== Segment start ==
PR #3056, opened 2024-08-16
chore: stop fetching schemas and replace d2 with dataEngine

janhenrikoverland:
The schemas aren't needed anymore.
Also, replaced d2 with dataEngine:
* post dataStatistics
* getting currentUser
* getting list of installed apps

We have to unfortunately disable some checks in the dashboard filter tests because cypress seems to be having a fit about the iframes. You could argue that the tests shouldn't be testing the content of the plugins anyway since we don't have control over which versions of the plugins are installed. The plugins should be getting tested in their respective apps. Still, it is sad to have to disable the checks.


janhenrikoverland (commented):
@jenniferarnesen will approve for @janhenrikoverland.

jenniferarnesen (approved):

PR #3071, opened 2024-08-27
fix: event chart and event report interpretations was showing an error

jenniferarnesen:
Fixes: https://dhis2.atlassian.net/browse/DHIS2-17943

Depends on: https://github.com/dhis2/analytics/pull/1697

Fixed: 

image
image


edoardo (approved):
Approved once the analytics dependency is bumped to the new published version.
== Segment end ==
What you will do: Please give an exact copy of the lines above, beginning with the line containing "chore: stop fetching" and running through the line containing "of installed apps", and of no other lines.

Output for this exercise:
chore: stop fetching schemas and replace d2 with dataEngine

janhenrikoverland:
The schemas aren't needed anymore.
Also, replaced d2 with dataEngine:
* post dataStatistics
* getting currentUser
* getting list of installed apps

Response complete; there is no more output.